*** DATA RECORDS

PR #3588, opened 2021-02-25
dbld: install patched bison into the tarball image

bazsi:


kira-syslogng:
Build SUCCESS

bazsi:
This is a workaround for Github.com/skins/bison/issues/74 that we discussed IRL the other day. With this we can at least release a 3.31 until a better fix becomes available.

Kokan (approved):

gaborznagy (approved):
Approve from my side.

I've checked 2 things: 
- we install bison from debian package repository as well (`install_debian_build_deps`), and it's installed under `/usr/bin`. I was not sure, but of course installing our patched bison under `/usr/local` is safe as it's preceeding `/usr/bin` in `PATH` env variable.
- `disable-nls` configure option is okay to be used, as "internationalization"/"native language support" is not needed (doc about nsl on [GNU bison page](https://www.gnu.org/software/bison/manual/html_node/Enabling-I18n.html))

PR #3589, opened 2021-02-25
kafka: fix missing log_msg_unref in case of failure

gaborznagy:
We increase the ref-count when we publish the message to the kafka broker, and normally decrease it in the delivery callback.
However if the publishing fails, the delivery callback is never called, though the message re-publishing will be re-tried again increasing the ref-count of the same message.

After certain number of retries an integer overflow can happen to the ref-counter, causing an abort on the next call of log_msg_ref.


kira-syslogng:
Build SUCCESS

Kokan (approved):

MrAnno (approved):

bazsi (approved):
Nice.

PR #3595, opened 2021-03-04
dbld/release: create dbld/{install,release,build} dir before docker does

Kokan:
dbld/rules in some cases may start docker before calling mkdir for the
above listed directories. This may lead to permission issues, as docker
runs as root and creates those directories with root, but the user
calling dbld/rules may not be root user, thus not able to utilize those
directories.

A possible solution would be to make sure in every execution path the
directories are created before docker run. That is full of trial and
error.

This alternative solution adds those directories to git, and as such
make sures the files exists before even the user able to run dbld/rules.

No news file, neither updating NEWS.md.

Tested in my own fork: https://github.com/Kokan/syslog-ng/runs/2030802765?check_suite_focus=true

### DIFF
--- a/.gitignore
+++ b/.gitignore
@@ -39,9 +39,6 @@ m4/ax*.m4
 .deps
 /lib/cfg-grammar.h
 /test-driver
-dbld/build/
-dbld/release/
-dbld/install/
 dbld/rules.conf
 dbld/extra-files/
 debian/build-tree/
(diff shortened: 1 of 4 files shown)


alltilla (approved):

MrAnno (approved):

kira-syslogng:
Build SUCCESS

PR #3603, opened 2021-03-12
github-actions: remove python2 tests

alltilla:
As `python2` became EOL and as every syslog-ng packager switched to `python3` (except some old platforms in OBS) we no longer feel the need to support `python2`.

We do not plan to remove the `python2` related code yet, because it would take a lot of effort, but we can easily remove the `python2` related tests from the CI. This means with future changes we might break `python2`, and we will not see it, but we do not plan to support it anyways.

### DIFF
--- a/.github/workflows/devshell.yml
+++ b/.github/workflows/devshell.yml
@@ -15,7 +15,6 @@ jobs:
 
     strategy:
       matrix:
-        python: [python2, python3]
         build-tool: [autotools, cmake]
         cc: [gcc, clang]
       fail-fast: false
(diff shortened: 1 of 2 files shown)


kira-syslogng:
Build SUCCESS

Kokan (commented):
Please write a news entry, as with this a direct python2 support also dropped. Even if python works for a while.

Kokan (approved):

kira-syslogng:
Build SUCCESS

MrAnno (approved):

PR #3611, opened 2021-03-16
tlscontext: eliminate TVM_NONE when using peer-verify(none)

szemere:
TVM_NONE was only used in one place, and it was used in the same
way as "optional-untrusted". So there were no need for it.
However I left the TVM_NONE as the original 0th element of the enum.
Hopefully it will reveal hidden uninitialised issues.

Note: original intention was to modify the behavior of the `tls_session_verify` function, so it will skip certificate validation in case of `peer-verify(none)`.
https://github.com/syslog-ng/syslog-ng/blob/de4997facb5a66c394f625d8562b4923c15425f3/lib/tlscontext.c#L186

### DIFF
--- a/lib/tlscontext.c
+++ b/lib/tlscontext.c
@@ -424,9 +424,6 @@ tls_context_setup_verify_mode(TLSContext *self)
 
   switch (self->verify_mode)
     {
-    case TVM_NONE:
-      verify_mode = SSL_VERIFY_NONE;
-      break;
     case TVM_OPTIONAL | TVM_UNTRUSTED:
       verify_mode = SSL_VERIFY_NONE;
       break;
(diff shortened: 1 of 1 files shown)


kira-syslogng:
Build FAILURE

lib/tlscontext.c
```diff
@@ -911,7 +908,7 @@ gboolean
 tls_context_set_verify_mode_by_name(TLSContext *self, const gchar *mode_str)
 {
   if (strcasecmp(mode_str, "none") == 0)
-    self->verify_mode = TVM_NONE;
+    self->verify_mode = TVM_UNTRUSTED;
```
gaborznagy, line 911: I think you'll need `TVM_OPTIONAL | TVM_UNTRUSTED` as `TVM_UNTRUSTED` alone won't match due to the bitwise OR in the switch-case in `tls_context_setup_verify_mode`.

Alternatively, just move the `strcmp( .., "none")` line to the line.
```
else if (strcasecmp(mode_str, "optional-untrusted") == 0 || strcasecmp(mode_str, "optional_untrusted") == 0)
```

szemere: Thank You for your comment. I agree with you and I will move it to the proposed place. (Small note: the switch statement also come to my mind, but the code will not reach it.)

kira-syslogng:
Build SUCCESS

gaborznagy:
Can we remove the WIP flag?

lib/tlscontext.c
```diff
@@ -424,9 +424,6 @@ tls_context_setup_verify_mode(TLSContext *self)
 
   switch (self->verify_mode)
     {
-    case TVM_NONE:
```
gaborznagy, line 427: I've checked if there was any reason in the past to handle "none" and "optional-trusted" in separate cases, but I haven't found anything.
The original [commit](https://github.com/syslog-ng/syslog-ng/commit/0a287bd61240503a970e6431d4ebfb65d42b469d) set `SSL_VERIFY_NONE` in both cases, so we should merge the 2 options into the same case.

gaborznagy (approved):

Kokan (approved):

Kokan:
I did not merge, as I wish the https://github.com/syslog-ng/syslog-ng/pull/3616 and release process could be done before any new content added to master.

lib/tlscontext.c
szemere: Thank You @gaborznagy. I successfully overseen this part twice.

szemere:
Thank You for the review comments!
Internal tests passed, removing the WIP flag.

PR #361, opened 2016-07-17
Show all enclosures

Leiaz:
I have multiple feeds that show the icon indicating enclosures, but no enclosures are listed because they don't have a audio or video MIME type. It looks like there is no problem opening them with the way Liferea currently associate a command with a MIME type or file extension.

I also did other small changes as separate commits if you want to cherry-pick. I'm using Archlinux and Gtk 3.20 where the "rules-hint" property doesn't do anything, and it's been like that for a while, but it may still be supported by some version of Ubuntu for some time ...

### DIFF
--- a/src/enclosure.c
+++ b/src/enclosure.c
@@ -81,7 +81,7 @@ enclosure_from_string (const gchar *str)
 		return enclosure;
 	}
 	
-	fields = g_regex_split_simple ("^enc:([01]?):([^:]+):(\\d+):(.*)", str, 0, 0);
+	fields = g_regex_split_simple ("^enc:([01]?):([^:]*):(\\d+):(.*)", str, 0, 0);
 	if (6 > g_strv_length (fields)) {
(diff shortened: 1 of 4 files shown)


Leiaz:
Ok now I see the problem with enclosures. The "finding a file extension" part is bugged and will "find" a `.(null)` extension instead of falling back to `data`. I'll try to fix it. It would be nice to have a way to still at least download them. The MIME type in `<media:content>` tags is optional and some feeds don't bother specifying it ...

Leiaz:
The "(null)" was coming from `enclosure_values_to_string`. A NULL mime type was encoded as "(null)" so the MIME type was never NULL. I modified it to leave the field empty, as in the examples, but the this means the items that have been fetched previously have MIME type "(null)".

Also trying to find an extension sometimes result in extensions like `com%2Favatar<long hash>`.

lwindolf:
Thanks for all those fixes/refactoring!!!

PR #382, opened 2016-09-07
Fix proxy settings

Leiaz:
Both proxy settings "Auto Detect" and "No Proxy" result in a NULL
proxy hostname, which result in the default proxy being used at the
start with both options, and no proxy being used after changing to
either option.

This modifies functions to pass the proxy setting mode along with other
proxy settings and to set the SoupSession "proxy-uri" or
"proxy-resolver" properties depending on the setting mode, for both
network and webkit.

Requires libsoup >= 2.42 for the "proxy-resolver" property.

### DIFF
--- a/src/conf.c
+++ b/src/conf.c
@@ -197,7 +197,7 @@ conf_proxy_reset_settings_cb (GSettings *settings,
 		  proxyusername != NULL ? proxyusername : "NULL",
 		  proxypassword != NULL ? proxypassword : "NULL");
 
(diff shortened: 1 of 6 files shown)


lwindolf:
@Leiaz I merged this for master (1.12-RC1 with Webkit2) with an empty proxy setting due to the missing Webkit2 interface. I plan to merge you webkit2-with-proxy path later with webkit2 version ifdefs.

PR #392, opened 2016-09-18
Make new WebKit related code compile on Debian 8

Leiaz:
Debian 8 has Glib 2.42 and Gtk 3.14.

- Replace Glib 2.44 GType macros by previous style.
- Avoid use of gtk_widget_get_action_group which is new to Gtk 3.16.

******

— WORK INSTRUCTION —
Set down the lines above as they stand, starting with the first line and ending with the line that contains "However if the".

— REPLY —
PR #3588, opened 2021-02-25
dbld: install patched bison into the tarball image

bazsi:


kira-syslogng:
Build SUCCESS

bazsi:
This is a workaround for Github.com/skins/bison/issues/74 that we discussed IRL the other day. With this we can at least release a 3.31 until a better fix becomes available.

Kokan (approved):

gaborznagy (approved):
Approve from my side.

I've checked 2 things: 
- we install bison from debian package repository as well (`install_debian_build_deps`), and it's installed under `/usr/bin`. I was not sure, but of course installing our patched bison under `/usr/local` is safe as it's preceeding `/usr/bin` in `PATH` env variable.
- `disable-nls` configure option is okay to be used, as "internationalization"/"native language support" is not needed (doc about nsl on [GNU bison page](https://www.gnu.org/software/bison/manual/html_node/Enabling-I18n.html))

PR #3589, opened 2021-02-25
kafka: fix missing log_msg_unref in case of failure

gaborznagy:
We increase the ref-count when we publish the message to the kafka broker, and normally decrease it in the delivery callback.
However if the publishing fails, the delivery callback is never called, though the message re-publishing will be re-tried again increasing the ref-count of the same message.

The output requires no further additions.